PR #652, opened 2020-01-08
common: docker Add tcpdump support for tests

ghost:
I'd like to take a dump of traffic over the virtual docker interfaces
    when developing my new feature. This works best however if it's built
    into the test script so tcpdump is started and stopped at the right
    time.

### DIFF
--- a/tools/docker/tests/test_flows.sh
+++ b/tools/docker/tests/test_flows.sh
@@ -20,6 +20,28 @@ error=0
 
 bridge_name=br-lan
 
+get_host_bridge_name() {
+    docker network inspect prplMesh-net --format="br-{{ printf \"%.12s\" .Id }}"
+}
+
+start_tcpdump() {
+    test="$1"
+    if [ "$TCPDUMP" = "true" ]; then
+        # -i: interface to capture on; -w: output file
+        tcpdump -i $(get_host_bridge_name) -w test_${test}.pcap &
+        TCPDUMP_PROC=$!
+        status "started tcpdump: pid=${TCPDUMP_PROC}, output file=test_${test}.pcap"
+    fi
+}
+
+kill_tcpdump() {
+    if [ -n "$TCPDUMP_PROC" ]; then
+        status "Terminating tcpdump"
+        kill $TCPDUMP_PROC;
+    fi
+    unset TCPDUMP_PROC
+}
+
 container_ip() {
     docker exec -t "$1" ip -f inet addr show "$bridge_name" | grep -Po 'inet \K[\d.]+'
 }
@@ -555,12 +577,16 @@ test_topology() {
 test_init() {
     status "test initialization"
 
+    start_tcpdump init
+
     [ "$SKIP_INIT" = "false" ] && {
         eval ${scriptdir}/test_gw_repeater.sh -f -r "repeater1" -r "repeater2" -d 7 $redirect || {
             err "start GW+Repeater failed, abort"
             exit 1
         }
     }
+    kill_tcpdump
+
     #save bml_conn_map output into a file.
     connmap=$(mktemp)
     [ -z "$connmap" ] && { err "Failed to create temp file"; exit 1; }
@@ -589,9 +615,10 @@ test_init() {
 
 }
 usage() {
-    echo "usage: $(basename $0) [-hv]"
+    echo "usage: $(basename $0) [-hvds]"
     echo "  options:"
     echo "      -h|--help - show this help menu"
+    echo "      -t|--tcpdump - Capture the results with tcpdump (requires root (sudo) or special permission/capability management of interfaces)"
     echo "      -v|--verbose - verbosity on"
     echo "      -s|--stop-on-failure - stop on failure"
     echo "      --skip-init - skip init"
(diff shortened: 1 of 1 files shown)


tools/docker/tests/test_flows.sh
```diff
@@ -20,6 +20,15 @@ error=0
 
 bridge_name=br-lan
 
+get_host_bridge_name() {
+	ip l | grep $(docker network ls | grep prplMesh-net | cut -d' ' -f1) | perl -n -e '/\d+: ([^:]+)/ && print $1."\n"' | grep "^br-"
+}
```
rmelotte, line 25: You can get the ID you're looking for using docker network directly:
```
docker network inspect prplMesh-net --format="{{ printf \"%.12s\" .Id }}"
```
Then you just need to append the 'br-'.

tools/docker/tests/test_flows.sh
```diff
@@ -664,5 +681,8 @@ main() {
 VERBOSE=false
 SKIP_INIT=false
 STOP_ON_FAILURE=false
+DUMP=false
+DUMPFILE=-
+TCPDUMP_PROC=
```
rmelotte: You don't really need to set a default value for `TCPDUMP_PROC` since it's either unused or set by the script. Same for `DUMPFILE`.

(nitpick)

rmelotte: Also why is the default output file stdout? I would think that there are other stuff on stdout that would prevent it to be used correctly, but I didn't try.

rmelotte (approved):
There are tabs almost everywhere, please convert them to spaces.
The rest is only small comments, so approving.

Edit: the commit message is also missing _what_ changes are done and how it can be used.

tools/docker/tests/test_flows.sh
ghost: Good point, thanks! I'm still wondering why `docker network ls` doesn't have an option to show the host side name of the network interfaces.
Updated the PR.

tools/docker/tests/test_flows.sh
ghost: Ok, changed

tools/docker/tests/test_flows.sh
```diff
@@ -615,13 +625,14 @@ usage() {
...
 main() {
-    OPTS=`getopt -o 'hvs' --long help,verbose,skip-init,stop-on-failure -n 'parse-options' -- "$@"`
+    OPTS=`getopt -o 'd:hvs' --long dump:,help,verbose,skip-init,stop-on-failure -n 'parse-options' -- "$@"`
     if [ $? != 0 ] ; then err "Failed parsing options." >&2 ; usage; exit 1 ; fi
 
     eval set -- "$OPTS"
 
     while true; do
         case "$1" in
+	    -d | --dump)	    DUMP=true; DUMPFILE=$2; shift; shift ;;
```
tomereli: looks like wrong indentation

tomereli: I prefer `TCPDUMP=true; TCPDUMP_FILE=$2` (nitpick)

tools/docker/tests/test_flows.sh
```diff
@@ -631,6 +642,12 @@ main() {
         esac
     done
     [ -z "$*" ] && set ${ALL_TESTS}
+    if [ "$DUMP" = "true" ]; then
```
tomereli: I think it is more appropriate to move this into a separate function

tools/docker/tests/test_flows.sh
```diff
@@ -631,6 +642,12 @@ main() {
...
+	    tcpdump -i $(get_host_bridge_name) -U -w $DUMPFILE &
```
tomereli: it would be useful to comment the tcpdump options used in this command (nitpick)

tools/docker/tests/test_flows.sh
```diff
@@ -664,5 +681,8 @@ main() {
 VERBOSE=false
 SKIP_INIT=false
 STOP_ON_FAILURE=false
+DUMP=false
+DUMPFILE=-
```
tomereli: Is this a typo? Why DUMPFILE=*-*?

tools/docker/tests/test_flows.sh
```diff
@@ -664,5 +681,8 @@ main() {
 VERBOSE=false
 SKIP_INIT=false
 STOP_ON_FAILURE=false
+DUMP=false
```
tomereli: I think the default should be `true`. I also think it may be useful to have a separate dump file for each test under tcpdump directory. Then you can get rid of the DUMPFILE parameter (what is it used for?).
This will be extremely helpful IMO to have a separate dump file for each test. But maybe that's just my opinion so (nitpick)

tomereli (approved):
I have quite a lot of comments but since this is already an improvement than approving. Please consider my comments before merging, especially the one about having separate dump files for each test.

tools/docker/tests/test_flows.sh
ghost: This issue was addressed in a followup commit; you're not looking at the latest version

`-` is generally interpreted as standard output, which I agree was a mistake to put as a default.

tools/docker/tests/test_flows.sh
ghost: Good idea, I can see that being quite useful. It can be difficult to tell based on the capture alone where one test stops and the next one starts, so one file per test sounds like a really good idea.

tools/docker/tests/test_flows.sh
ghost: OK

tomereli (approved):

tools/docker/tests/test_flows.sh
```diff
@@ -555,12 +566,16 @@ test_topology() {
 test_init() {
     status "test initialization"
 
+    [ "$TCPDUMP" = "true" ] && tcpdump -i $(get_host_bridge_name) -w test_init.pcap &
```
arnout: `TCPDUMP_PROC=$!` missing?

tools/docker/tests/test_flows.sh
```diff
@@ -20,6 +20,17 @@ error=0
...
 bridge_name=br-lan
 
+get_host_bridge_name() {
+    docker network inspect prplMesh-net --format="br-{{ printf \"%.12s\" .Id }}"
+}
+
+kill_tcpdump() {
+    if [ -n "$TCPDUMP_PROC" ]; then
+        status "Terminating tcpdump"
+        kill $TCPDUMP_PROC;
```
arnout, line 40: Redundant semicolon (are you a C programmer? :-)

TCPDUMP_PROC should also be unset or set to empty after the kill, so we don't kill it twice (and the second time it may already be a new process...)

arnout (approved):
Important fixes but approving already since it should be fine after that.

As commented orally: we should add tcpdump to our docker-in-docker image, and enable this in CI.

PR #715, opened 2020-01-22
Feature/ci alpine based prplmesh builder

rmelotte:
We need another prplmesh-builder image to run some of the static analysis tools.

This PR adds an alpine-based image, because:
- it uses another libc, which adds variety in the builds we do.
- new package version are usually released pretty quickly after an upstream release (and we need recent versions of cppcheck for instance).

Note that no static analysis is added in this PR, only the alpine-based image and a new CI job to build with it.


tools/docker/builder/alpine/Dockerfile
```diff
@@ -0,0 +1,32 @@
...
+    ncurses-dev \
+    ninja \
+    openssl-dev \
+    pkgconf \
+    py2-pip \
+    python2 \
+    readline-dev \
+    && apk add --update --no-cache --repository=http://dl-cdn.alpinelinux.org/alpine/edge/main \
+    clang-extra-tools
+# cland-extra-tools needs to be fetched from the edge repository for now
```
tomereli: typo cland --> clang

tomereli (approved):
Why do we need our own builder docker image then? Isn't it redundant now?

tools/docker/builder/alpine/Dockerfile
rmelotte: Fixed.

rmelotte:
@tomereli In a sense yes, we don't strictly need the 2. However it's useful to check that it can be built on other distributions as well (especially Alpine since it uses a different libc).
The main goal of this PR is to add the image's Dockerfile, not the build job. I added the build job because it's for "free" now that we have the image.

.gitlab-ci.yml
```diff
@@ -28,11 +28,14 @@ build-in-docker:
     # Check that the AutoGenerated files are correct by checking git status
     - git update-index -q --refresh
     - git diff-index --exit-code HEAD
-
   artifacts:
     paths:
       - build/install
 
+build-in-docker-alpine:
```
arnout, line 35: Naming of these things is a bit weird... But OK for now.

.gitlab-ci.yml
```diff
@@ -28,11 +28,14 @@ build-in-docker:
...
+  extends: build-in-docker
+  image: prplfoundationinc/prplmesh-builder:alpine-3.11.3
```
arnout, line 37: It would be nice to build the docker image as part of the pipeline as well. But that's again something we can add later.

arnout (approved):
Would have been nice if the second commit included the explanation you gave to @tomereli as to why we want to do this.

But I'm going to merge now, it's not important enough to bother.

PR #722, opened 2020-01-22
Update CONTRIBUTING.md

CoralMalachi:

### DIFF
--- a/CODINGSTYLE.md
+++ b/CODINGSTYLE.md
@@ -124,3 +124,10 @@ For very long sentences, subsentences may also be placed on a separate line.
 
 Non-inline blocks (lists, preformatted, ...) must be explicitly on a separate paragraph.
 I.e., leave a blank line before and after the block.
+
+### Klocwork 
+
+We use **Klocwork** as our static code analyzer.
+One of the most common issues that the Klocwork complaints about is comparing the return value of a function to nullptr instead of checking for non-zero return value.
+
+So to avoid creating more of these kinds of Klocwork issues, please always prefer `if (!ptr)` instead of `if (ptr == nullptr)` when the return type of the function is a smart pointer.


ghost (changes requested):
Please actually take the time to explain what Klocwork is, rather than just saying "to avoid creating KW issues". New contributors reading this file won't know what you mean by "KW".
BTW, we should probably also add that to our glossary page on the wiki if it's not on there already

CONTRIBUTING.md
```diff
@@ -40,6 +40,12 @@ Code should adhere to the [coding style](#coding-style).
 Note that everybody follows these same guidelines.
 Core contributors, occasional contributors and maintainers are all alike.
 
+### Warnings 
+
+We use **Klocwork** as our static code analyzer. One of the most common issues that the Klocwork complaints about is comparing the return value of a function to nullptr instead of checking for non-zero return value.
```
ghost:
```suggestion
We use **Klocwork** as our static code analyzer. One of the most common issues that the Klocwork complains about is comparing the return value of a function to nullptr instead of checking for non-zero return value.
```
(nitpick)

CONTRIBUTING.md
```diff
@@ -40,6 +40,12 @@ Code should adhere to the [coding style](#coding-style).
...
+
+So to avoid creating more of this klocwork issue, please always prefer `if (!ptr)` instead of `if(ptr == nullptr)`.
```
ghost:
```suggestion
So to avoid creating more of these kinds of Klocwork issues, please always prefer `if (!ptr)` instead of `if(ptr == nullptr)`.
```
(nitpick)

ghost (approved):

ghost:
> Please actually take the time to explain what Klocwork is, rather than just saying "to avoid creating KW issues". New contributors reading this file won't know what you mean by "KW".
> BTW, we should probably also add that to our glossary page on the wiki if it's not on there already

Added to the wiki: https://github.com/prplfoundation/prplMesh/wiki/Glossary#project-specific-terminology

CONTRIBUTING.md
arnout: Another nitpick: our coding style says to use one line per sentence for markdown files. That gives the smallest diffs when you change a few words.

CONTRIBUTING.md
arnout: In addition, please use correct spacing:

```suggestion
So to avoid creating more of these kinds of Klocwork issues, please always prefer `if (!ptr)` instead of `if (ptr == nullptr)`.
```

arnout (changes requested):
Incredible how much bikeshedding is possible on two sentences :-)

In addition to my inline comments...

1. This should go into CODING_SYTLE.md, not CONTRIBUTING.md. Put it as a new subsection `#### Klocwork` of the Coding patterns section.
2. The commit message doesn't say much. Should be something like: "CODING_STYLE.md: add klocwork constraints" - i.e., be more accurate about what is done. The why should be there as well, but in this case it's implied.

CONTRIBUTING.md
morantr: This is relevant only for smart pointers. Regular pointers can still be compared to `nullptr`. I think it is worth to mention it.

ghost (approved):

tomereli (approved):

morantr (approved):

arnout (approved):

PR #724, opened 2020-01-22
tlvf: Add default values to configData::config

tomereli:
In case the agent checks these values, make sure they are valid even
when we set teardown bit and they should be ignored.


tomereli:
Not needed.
───
**Task prompt**
What is needed is an exact copy of the entries from their first line down to the line with "when developing my", that line included, and nothing beyond it.

**Answer to this exercise**
PR #652, opened 2020-01-08
common: docker Add tcpdump support for tests

ghost:
I'd like to take a dump of traffic over the virtual docker interfaces
    when developing my new feature. This works best however if it's built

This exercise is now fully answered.